Читаем Одиссея последнего романтика полностью

Россия, дорогая Россия, неужели ты не дашь пышную эпоху миру, когда даже и то, что недоставало тебе прежде, — политическое движение умом, — нынче тебе дано, и семена этой жизни неугасимы никакой временной усталостью? Неужели ты перейдешь прямо из безмолвия в шумное и безличное царство масс? В безличность не эпическую, не в царство массы бытовой русской, а в безличность и царство массы европейской, петербургской, в безличность торгашескую, физико-химическую и чиновничью?

Аполлон Григорьев был и сам лицо,

и все сочинения его дышали особенностью, и несколько недосказанное направление его было искание прекрасного в русской жизни и риском творчестве.

Ап. Григорьев хотел и старался дополнить во «Времени» и в «Якоре» то, что, по его мнению, недоставало строгим славянофилам (которых он высоко ценил) для всесторонней оценки русской жизни.

Пока все еще трепетало перед тем внезапным порождением прежнего либерализма, которое уже и запоздалому пониманию европейцев теперь известно под именем «нигилизма русских», — Григорьев продолжал служить прекрасному; не тому только прекрасному, что зовут «искусством» и что цветет на жизни, как легкий цвет на крепком дереве, но прекрасному самой жизни, прекрасному в мире современных движений, в мире политических учений, в мире борьбы.

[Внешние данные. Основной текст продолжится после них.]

PR #618, opened 2025-05-28
use getptr a lot less

### LINKED ISSUE #617: Segmentation fault when calling basic python functions
**Affects:** PythonCall

**Describe the bug**
I get segmentation faults when using PythonCall to call python functions that create python objects many times. It does not happen deterministically, but happens (on a couple of systems I have tested it on) reliably for the MWE below:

Идеал Добролюбова и его друзей не мог не быть ненавистен ему; но оттого, что сокол высиживает куриные яйца, сокол не перестанет быть смелой и ловкой птицей, и Григорьев уважал Добролюбова как лицо и деятеля. Но в то же время он решался защищать юродивых в «Якоре» и, основательно утверждая, что прекрасное в книге прекрасно и в жизни,

указывал на задушевные изображения в наших повестях этих лиц, неподходящих под утилитарную классификацию.

Эта критическая всесторонность вредила Ап. Григорьеву; его не понимали; имя его никогда не было популярно; на многих грошевых устах это имя возбуждало улыбку, иногда презрения, иногда мудрой благосклонности к бедному безумцу.

Иные в его статьях находили нечто тайно-растленное; они были не совсем не правы. Для себя лично он предпочитал ширину духа — его чистоте. В статьях его было веяние, схожее с той струей, которая пробегает по сочным и судорожным сочинениям Мишле. Но он не скрывал этого ни от себя, ни от других; не боялся подобного обвинения. Он знал, что в полной жизни прекрасно и полезно не одно только интенсивное, строгое и чистое; он знал, что и в мире гражданских учений нужны не только политический, нравственный и религиозный аскетизм, но и широкие критические взгляды, которые в одно и то же время и выше и ниже временно-практических настроений. Ап. Григорьев становился к своему времени в положение историческое. Подобно тому, как хороший современный француз равно ценит в прошедшем и Босюэтта, и Мольера, и Рабле, и Кальвина, как англичанин одинаково считает украшением английской истории и кавалеров и пуритан, — так и Ап. Григорьев равно умел своей художественно-русской душой обращаться и к славизму, и православию, и к притупившемуся у нас (вероятно, на время) философскому пониманию, и к железным проявлениям материализма, того материализма, который хотя по содержанию не русский, не немецкий, не французский, а всемирный, но которого приемы — как бы грубы они ни были — мы должны признать вполне русскими.

«Он сам не знает, чего хочет!» — говорили про Григорьева.

Один молодой и умеренный либерал, не совсем дурак, но, конечно, и не умный, сказал мне в Петербурге: «Охота вам читать эту мертвечину

—Ап. Григорьева!»

Я скоро после этого перестал с ним видеться, так как он мне стал гадок своей казенной честностью, казенными убеждениями, казенной добротой, казенным умом.

Не порок в наше время страшен; страшна пошлость, безличность! Безличность бытовая, безличность, согнутая под ярко национальное ярмо, — почтенна и плодоносна, но бесплодна и жалка наша общеевропейская пошлость!